After The King of Comedy, where Scorsese’s camera uncharacteristically seemed to be bolted to the floor, he and cinematographer Michael Ballhaus just let loose in After Hours. There is hardly a shot in the film where the camera isn’t moving all over the place. Take a brilliant shot where Kiki drops the keys to Paul off the balcony for example. We get a point of view shot from the perspective of the keys, but really it’s simply Scorsese and Ballhaus dropping a camera off the roof tied to bungee chords. After one take, they realized how stupid and dangerous this was (had something gone wrong, Griffin Dunne could have been killed), but they got the shot. In many ways, After Hours is perhaps Scorsese’s purest visual movie. The visuals help to set the tone for the movie, but all by itself, the movie is a treasure to watch. It’s no wonder Scorsese won the best director prize at Cannes that year for this film.
In a very real way, After Hours is Scorsese at his most playful. After two tough experiences, Scorsese felt he had something to prove – to himself more than anyone else. After Hours is Scorsese recharging his batteries, rediscovering why he loves making movies so much. Often when a director does a film like this – and many do at some point in their career – the result is a much more personal film, but one that means more to the director than anyone else.
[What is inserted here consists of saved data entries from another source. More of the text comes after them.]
PR #74, opened 2020-07-14
Boilerplate for java for primitives and print

swalsh15:
Boilerplate for adding java to translation. There is support for adding primitives - strings, booleans, numbers (ints) and System.out.println() statements with one argument. There are currently limitations with only one class and one function being supported. At the moment I'm just translating code inside the main function (on the live server we will either artificially wrap or add the class/function to the text box).

### DIFF
--- a/java/code_to_gast/java_router.py
+++ b/java/code_to_gast/java_router.py
@@ -1,0 +1,43 @@
+import javalang.tree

But After Hours is a film that simply grows in my mind as the years have gone by. Each time I watched (and that’s been at least four times by now), I like it even more than the time before. After Hours is one of Scorsese’s lesser known, lesser praised efforts, and yet it is a comic masterpiece. This is a filmmaker who knows New York City better than any other director in history, and in each one of his movies, the city becomes a character. It has never seemed more alive than it does in After Hours.